她说:“都放了吧,现在也没用了,不过,长生种的那一家,你给我再看一眼你那的长生种,我造个假的出来。”
听到这个要求,谢乐山的太阳穴又开始突突,之前那次去找第三空间,过了一个晚上,他现在还疼着呢。
但他环顾了四周,三双眼睛都盯着他。
谢乐山破罐子破摔:“行行行,等我吃完就给你看!”
钟离得到答复又垂下头。
蒋昭思考再三,还是把自己身上可能有另一个人的事情说了,而且这个人还极其有可能是上一任酿鬼人。

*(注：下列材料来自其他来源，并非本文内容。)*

PR #34957, opened 2026-05-13
core, consensus, internal, eth, miner: construct block accessList

rjl493456442:
This PR finally lands EIP-7928, collecting the block accessList during the block execution and verifying against the block header.

### DIFF
--- a/beacon/engine/types.go
+++ b/beacon/engine/types.go
@@ -24,6 +24,7 @@ import (
 	"github.com/ethereum/go-ethereum/common"
 	"github.com/ethereum/go-ethereum/common/hexutil"
 	"github.com/ethereum/go-ethereum/core/types"
+	"github.com/ethereum/go-ethereum/core/types/bal"
 	"github.com/ethereum/go-ethereum/params"
 	"github.com/ethereum/go-ethereum/trie"
 )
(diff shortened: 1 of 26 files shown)


core/vm/evm.go
```diff
@@ -145,6 +146,9 @@ func NewEVM(blockCtx BlockContext, statedb StateDB, chainConfig *params.ChainCon
 		jumpDests:   newMapJumpDests(),
 		arena:       newArena(),
 	}
+	if !evm.chainRules.IsAmsterdam {
+		fmt.Println("DEBUG")
+	}
```
MariusVanDerWijden:
```suggestion
```

core/vm/evm.go
```diff
@@ -709,3 +713,8 @@ func (evm *EVM) GetVMContext() *tracing.VMContext {
 		StateDB:     evm.StateDB,
 	}
 }
+
+// GetRules returns the chain rules used throughout the EVM execution.
+func (evm *EVM) GetRules() params.Rules {
+	return evm.chainRules
+}
```
MariusVanDerWijden, line 716: Is this really necessary? In all instances where we use this, we have the rules one layer up. Instead we could just pass the rules to ProcessBeaconBlockRoot and ProcessParentBlockHash

core/vm/evm.go
```diff
@@ -18,6 +18,7 @@ package vm
 
 import (
 	"errors"
+	"fmt"
```
jwasinger:
```suggestion
```

core/state_processor.go
```diff
@@ -267,18 +287,19 @@ func ProcessBeaconBlockRoot(beaconRoot common.Hash, evm *vm.EVM) {
 		Data:      beaconRoot[:],
 	}
 	evm.SetTxContext(NewEVMTxContext(msg))
+	evm.StateDB.Prepare(evm.GetRules(), common.Address{}, common.Address{}, nil, nil, nil)
```
jwasinger, line 290: Why call `Prepare` here?  Looks like a no-op as it will already be called inside `evm.Call`.

core/state_processor.go
```diff
@@ -295,6 +316,7 @@ func ProcessParentBlockHash(prevHash common.Hash, evm *vm.EVM) {
 		Data:      prevHash.Bytes(),
 	}
 	evm.SetTxContext(NewEVMTxContext(msg))
+	evm.StateDB.Prepare(evm.GetRules(), common.Address{}, common.Address{}, nil, nil, nil)
```
jwasinger, line 319: Same as https://github.com/ethereum/go-ethereum/pull/34957/changes#r3237448341

core/state_processor.go
```diff
@@ -387,8 +412,19 @@ func onSystemCallStart(tracer *tracing.Hooks, ctx *tracing.VMContext) {
...
+	if chain.Config().IsAmsterdam(header.Number, header.Time) {
+		bal = blockAccessList.ToEncodingObj()
+	}
 	header.Root = state.IntermediateRoot(chain.Config().IsEIP158(header.Number))
-	return types.NewBlock(header, body, receipts, trie.NewStackTrie(nil))
+	if bal != nil {
+		balHash := bal.Hash()
+		header.BlockAccessListHash = &balHash
+	}
+	block := types.NewBlock(header, body, receipts, trie.NewStackTrie(nil))
```
jwasinger:
```suggestion
	if chain.Config().IsAmsterdam(header.Number, header.Time) {
		bal = blockAccessList.ToEncodingObj()
		balHash := bal.Hash()
		header.BlockAccessListHash = &balHash
	}
	header.Root = state.IntermediateRoot(chain.Config().IsEIP158(header.Number))
	block := types.NewBlock(header, body, receipts, trie.NewStackTrie(nil))
```

core/block_validator.go
```diff
@@ -160,6 +183,17 @@ func (v *BlockValidator) ValidateState(block *types.Block, statedb *state.StateD
...
 		return errors.New("block has requests before prague fork")
 	}
+	// Verify Block-level accessList once Amsterdam is enabled
+	if v.config.IsAmsterdam(block.Number(), block.Time()) {
+		enc := res.Bal.ToEncodingObj()
+		local, remote := enc.Hash(), *block.Header().BlockAccessListHash
+		if local != remote {
+			return fmt.Errorf("access list hash mismatch, local: %x, remote: %x", local, remote)
+		}
+		if err := enc.ValidateSize(block.GasLimit()); err != nil {
```
jwasinger: It shouldn't be able to be hit in practice, but we should keep it just to be safe.

core/state_processor.go
```diff
@@ -180,12 +200,12 @@ func ApplyTransactionWithEVM(msg *Message, gp *GasPool, statedb *state.StateDB,
...
 	result, err := ApplyMessage(evm, msg, gp)
 	if err != nil {
-		return nil, err
+		return nil, nil, err
 	}
 	// Update the state with pending changes.
 	var root []byte
 	if evm.ChainConfig().IsByzantium(blockNumber) {
-		evm.StateDB.Finalise(true)
+		bal = evm.StateDB.Finalise(true)
```
jwasinger, line 208: we should only return a non-nil BAL if we're in Amsterdam.

core/state_processor.go
jwasinger: Ah I see.  it sets the StateAccessList if we are in amsterdam.

core/block_validator.go
rjl493456442: Yeah, i guess this validation is recently added in the spec, the check is also very cheap, no down side to have it.

core/vm/evm.go
rjl493456442: It's true that we can derive the chain rule in all invocations, but the issue is there are multiple invocations and duplicated code is expected. 
It's easier to just use the one inside of EVM.

core/types/bal/bal_encoding.go
```diff
@@ -78,20 +78,46 @@ func (e *BlockAccessList) DecodeRLP(s *rlp.Stream) error {
...
 		}
 	}
 	return nil
 }
 
+// ItemCount returns the number of items in the BAL for EIP-7928 size-constraint
+// purposes: the count of distinct addresses plus every storage key (writes +
+// reads) carried by those accounts. A storage slot is counted once regardless
+// of how many transactions wrote to it.
+func (e *BlockAccessList) ItemCount() uint64 {
```
jwasinger: It's possible to make this private as it's only used in `ValidateSize`.

beacon/engine/types.go
```diff
@@ -82,24 +82,25 @@ type payloadAttributesMarshaling struct {
...
+	Timestamp           uint64              `json:"timestamp"     gencodec:"required"`
+	ExtraData           []byte              `json:"extraData"     gencodec:"required"`
+	BaseFeePerGas       *big.Int            `json:"baseFeePerGas" gencodec:"required"`
+	BlockHash           common.Hash         `json:"blockHash"     gencodec:"required"`
+	Transactions        [][]byte            `json:"transactions"  gencodec:"required"`
+	Withdrawals         []*types.Withdrawal `json:"withdrawals"`
+	BlobGasUsed         *uint64             `json:"blobGasUsed"`
+	ExcessBlobGas       *uint64             `json:"excessBlobGas"`
+	SlotNumber          *uint64             `json:"slotNumber,omitempty"`
+	BlockAccessListHash *common.Hash        `json:"blockAccessListHash,omitempty"`
```
jwasinger: It's supposed to contain the block access list.  not the hash.

rjl493456442: Thanks for catching it.

core/types/bal/bal_encoding.go
rjl493456442: done

core/block_validator.go
```diff
@@ -160,6 +183,17 @@ func (v *BlockValidator) ValidateState(block *types.Block, statedb *state.StateD
 	} else if res.Requests != nil {
 		return errors.New("block has requests before prague fork")
 	}
+	// Verify Block-level accessList once Amsterdam is enabled
+	if v.config.IsAmsterdam(block.Number(), block.Time()) {
+		enc := res.Bal.ToEncodingObj()
```
MariusVanDerWijden, line 193: This might panic. It relies on the assumption that we call validateBody before we call validateState, but we dont do that in the stateless verification path iiuc

rjl493456442: Good catch!

rjl493456442: The stateless mode will be fixed https://github.com/ethereum/go-ethereum/pull/34087/, in which the ValidateBody will also be invoked. 

But before that let's check the nilness in the ValdiateState

jwasinger (approved):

她才刚开始讲,谢乐山就立马把勺子放下,竖起耳朵听着。
覃序南听着她熟练的分析,默默地看着她,只觉得心里苦涩,这些分析肯定是她自己一个人待着的时候一点一点理性思考出来的,她会恐慌吗?但她对外永远一副笑着的模样。
钟离抬起了头:“那个人能随时控制你吗?”
“不知道,现在全是不知道的,发生的频率太低了,没有参考意义。”蒋昭笑了笑,“要是你们发现我有什么不对劲的,看情况考虑要不要敲晕我。”
“行。”
交代完这件事情,钟离就催着谢乐山把长生种拿出来让她看一遍,好造假造得像一点。
谢乐山没法子,只好出去找了顶空帐篷,两个人就这样出去了。
覃序南轻轻开口:“你还好吗?”
蒋昭从旁边切好的西瓜里拿了一瓣,冲他笑笑:“我没事啊,又不是不能活了。”
看着覃序南还是一脸皱皱巴巴的样子,蒋昭伸出手揉了揉他的眉心:“别皱眉啊,小向导,你之前不是还挺洒脱的嘛?”